Stop after the line containing "case -\/(messageOrError) =>"; retype every line of the data before it exactly, starting from the first.

Stored data entries
****************************************

PR #214, opened 2017-08-02
Better logging when getting subs from Zuora

lmath:
### Why do we need this? 
[PR 205](https://github.com/guardian/members-data-api/pull/205) added code to do lookups via Zuora. However, when getting subscriptions both an error when calling Zuora and the user literally having no subscriptions resulted in an empty list. 

Now that we want to [actually send some traffic](https://github.com/guardian/members-data-api/pull/209) through this lookup, it has become apparent that I need to be able to identify when calls to Zuora are failing, and log an error (so that I know to reduce the traffic). Since a user may really not have any subs, then I should just log with info in this case. I initially mistakenly logged both cases as an error.

### The changes 
* log an error when calls to get subscriptions from Zuora fail
* log info when a user has no subs

[PR 205 - lookups via Zuora](https://github.com/guardian/members-data-api/pull/205)
[PR 507 requires the client to handle errors when getting subs from Zuora](https://github.com/guardian/membership-common/pull/507)
[PR 209 - send some traffic to zuora lookup](https://github.com/guardian/members-data-api/pull/209)

### DIFF
--- a/membership-attribute-service/app/controllers/AttributeController.scala
+++ b/membership-attribute-service/app/controllers/AttributeController.scala
@@ -32,6 +32,7 @@ import prodtest.Allocator._
 
 import scalaz.{-\/, Disjunction, DisjunctionT, EitherT, \/, \/-}
 import scalaz.syntax.std.either._
+import scalaz._, std.list._, syntax.traverse._
 
 
 class AttributeController extends Controller with LoggingWithLogstashFields {
@@ -101,7 +102,6 @@ class AttributeController extends Controller with LoggingWithLogstashFields {
         val customFields: List[LogField] = List("zuora_latency_millis" -> latency.toInt, "zuora_call" -> whichCall, "identityId" -> identityId)
         result match {
           case -\/(messageOrError) => {
-            log.error(s"Attempted $whichCall but then: ${messageOrError}")
             logWarnWithCustomFields(s"$whichCall failed with ${messageOrError}", customFields)
           }
           case \/-(_) => logInfoWithCustomFields(s"$whichCall took ${latency}ms", customFields)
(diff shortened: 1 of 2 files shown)


membership-attribute-service/app/controllers/AttributeController.scala
```diff
@@ -115,13 +115,20 @@ class AttributeController extends Controller with LoggingWithLogstashFields {
...
-        if (subs.isEmpty) \/.left(s"Error getting subscriptions for identityId $identityId") else \/.right(subs)
+      val maybeSubs: Future[Disjunction[String, List[Subscription[AnyPlan]]]] = accountIds.traverseU(id => sub(id)).map(_.sequenceU.map(_.flatten))
+
+      maybeSubs.map {
+        _.leftMap { errorMsg =>
+          log.logger.error(s"We tried getting a subscription for a user, but then ${errorMsg}")
+          errorMsg
+        } map { subs =>
+          if(subs.isEmpty)
+            log.logger.info(s"We tried getting subs for user with identityId ${identityId} but there weren't any")
```
jacobwinch: Should these just be log.error / log.info?

membership-attribute-service/app/controllers/AttributeController.scala
```diff
@@ -115,13 +115,20 @@ class AttributeController extends Controller with LoggingWithLogstashFields {
...
-      }
-      val maybeSubs: Future[List[Subscription[AnyPlan]]] = Future.traverse(accountIds)(id => sub(id)).map(_.flatten)
 
-      maybeSubs map { subs =>
-        if (subs.isEmpty) \/.left(s"Error getting subscriptions for identityId $identityId") else \/.right(subs)
+      val maybeSubs: Future[Disjunction[String, List[Subscription[AnyPlan]]]] = accountIds.traverseU(id => sub(id)).map(_.sequenceU.map(_.flatten))
+
+      maybeSubs.map {
+        _.leftMap { errorMsg =>
+          log.logger.error(s"We tried getting a subscription for a user, but then ${errorMsg}")
```
jacobwinch: We should log the identityId in this line too

jacobwinch:
A couple of small comments, but overall this looks good 👍

membership-attribute-service/app/controllers/AttributeController.scala
johnduffell: what's special about the empty case? why not log the number of subs returned (zero or more..)

membership-attribute-service/app/controllers/AttributeController.scala
```diff
@@ -115,13 +115,20 @@ class AttributeController extends Controller with LoggingWithLogstashFields {
...
     def getSubscriptions(accountIds: List[AccountId]): Future[Disjunction[String, List[Subscription[AnyPlan]]]] = {
-      def sub(accountId: AccountId): Future[List[Subscription[AnyPlan]]] = {
+      def sub(accountId: AccountId): Future[Disjunction[String, List[Subscription[AnyPlan]]]] =
         subscriptionService.subscriptionsForAccountId[AnyPlan](accountId)(anyPlanReads)
-      }
-      val maybeSubs: Future[List[Subscription[AnyPlan]]] = Future.traverse(accountIds)(id => sub(id)).map(_.flatten)
 
-      maybeSubs map { subs =>
-        if (subs.isEmpty) \/.left(s"Error getting subscriptions for identityId $identityId") else \/.right(subs)
+      val maybeSubs: Future[Disjunction[String, List[Subscription[AnyPlan]]]] = accountIds.traverseU(id => sub(id)).map(_.sequenceU.map(_.flatten))
```
johnduffell: so we will only end up with any data at all if they all worked (assuming the sequenceU turns any Left in the list into a Left?)

johnduffell: I think previously we would have flattened all the empty lists together then just lost any "erroring" ones.  This may not be a problem we actually have, but it's exactly what problem I had with [members-data-api](https://trello.com/c/6tfTRjJl/245-error-message-viewing-digital-pack-or-membership-tabs-in-mma)

lmath: Thanks for highlighting this. As I increase the traffic through the zuora lookup, I will watch out to see if this becomes an issue.

membership-attribute-service/app/controllers/AttributeController.scala
lmath: Good point @jacobwinch @johnduffell. I will take your advice.

membership-attribute-service/app/controllers/AttributeController.scala
lmath: Good idea.

johnduffell:
👍 great, thanks!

****************************************

**Solution to this exercise**.
PR #214, opened 2017-08-02
Better logging when getting subs from Zuora

lmath:
### Why do we need this? 
[PR 205](https://github.com/guardian/members-data-api/pull/205) added code to do lookups via Zuora. However, when getting subscriptions both an error when calling Zuora and the user literally having no subscriptions resulted in an empty list. 

Now that we want to [actually send some traffic](https://github.com/guardian/members-data-api/pull/209) through this lookup, it has become apparent that I need to be able to identify when calls to Zuora are failing, and log an error (so that I know to reduce the traffic). Since a user may really not have any subs, then I should just log with info in this case. I initially mistakenly logged both cases as an error.

### The changes 
* log an error when calls to get subscriptions from Zuora fail
* log info when a user has no subs

[PR 205 - lookups via Zuora](https://github.com/guardian/members-data-api/pull/205)
[PR 507 requires the client to handle errors when getting subs from Zuora](https://github.com/guardian/membership-common/pull/507)
[PR 209 - send some traffic to zuora lookup](https://github.com/guardian/members-data-api/pull/209)

### DIFF
--- a/membership-attribute-service/app/controllers/AttributeController.scala
+++ b/membership-attribute-service/app/controllers/AttributeController.scala
@@ -32,6 +32,7 @@ import prodtest.Allocator._
 
 import scalaz.{-\/, Disjunction, DisjunctionT, EitherT, \/, \/-}
 import scalaz.syntax.std.either._
+import scalaz._, std.list._, syntax.traverse._
 
 
 class AttributeController extends Controller with LoggingWithLogstashFields {
@@ -101,7 +102,6 @@ class AttributeController extends Controller with LoggingWithLogstashFields {
         val customFields: List[LogField] = List("zuora_latency_millis" -> latency.toInt, "zuora_call" -> whichCall, "identityId" -> identityId)
         result match {
           case -\/(messageOrError) => {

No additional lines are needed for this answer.